▸ TASK TO COMPLETE
What is needed is an exact copy of the lines in the listing below, from the one with "PR #781, opened 2023-08-23" up to and including the one with "- https://github.com/scientist-softserv/ams/issues/89", with no other lines.

•••

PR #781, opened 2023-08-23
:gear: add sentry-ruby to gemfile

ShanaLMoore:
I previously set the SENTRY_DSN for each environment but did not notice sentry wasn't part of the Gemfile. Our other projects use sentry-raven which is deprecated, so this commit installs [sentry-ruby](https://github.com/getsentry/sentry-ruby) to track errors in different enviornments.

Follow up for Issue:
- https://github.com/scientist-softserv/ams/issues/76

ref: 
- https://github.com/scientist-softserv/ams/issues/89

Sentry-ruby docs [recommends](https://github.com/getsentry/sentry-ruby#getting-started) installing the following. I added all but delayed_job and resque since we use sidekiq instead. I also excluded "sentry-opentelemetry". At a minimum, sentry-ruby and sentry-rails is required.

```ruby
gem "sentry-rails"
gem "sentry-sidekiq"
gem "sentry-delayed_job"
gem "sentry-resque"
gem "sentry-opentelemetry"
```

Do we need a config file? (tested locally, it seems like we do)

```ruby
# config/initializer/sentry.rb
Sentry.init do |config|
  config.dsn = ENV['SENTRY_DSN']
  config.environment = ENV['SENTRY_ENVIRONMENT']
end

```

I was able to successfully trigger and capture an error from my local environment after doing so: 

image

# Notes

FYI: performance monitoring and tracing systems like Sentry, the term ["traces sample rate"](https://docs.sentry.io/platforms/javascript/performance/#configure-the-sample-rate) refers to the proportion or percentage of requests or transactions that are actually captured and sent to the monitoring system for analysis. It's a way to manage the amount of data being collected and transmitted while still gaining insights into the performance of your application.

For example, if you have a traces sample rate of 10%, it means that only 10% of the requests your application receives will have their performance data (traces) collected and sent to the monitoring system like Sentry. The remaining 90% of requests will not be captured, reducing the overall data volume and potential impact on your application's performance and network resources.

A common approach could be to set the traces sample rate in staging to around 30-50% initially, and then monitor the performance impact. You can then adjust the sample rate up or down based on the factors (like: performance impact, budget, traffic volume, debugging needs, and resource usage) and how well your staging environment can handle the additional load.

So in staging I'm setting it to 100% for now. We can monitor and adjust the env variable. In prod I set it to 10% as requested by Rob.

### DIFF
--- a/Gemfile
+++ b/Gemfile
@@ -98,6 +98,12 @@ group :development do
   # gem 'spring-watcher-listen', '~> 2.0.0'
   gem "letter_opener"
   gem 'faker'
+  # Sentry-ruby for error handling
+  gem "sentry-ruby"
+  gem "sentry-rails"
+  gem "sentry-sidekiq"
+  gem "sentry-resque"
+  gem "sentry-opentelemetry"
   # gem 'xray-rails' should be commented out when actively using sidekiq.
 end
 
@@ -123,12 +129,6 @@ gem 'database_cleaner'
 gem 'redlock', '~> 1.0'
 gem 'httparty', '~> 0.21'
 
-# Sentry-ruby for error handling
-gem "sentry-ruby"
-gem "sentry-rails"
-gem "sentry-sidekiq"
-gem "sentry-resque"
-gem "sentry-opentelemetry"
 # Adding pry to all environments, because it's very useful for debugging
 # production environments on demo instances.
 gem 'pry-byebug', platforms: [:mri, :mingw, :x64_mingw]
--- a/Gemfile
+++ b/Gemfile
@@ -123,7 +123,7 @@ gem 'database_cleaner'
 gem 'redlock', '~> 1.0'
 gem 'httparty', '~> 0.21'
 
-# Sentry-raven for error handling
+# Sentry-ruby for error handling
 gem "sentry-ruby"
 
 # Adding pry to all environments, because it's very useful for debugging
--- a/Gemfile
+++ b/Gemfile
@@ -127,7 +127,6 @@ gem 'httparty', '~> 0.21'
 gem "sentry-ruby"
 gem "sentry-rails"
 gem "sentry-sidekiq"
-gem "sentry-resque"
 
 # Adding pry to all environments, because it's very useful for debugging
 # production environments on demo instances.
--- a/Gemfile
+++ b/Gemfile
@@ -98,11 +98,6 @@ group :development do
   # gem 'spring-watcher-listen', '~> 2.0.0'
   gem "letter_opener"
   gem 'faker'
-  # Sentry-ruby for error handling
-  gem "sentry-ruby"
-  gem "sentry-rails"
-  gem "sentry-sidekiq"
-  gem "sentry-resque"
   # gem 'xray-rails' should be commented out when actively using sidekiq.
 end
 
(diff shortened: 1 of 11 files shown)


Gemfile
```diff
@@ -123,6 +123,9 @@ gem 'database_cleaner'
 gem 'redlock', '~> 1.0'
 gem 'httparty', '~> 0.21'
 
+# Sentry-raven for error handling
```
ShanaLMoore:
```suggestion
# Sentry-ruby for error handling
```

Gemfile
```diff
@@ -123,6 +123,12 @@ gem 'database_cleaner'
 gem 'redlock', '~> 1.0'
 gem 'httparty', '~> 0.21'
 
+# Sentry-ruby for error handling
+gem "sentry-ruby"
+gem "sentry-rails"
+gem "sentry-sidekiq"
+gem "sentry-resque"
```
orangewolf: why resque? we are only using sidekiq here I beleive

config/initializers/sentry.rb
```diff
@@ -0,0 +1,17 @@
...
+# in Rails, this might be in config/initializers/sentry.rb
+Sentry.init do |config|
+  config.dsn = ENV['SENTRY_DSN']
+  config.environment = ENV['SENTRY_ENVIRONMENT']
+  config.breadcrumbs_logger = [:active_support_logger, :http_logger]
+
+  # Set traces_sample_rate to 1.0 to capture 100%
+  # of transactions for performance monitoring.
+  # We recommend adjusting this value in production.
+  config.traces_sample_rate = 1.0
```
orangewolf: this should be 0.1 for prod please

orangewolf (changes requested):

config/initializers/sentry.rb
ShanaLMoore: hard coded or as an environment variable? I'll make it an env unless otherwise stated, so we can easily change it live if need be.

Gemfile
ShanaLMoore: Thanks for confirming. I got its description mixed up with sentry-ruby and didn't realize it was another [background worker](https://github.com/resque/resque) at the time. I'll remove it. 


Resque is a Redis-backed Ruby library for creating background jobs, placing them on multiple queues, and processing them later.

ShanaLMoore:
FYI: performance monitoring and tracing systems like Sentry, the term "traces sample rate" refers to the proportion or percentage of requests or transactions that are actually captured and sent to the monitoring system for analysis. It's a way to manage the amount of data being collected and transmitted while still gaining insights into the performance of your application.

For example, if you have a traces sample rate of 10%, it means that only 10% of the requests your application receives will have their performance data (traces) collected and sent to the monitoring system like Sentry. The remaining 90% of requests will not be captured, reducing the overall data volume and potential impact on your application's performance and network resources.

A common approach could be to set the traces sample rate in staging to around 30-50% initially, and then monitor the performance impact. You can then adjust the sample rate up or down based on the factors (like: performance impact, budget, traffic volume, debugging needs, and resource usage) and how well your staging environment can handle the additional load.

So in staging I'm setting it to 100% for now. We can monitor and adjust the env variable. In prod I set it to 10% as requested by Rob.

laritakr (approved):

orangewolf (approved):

•••

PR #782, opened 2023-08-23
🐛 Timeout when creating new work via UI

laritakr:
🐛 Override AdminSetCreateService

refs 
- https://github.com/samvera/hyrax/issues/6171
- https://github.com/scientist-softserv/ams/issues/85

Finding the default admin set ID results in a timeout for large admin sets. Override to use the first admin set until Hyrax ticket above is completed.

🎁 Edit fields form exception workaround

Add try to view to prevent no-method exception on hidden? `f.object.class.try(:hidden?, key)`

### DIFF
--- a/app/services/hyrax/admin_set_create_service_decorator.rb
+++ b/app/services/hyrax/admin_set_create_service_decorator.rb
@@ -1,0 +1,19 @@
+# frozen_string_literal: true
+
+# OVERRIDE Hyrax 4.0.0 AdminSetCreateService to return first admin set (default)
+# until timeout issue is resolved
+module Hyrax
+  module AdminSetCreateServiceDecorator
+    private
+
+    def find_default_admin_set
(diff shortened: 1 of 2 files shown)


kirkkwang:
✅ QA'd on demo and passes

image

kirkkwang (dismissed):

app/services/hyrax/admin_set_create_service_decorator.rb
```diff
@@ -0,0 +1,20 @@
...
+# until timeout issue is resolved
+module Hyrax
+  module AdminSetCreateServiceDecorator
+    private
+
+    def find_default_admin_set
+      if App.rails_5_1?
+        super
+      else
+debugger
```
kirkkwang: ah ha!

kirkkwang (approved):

•••

▸ EXERCISE RESULT
PR #781, opened 2023-08-23
:gear: add sentry-ruby to gemfile

ShanaLMoore:
I previously set the SENTRY_DSN for each environment but did not notice sentry wasn't part of the Gemfile. Our other projects use sentry-raven which is deprecated, so this commit installs [sentry-ruby](https://github.com/getsentry/sentry-ruby) to track errors in different enviornments.

Follow up for Issue:
- https://github.com/scientist-softserv/ams/issues/76

ref: 
- https://github.com/scientist-softserv/ams/issues/89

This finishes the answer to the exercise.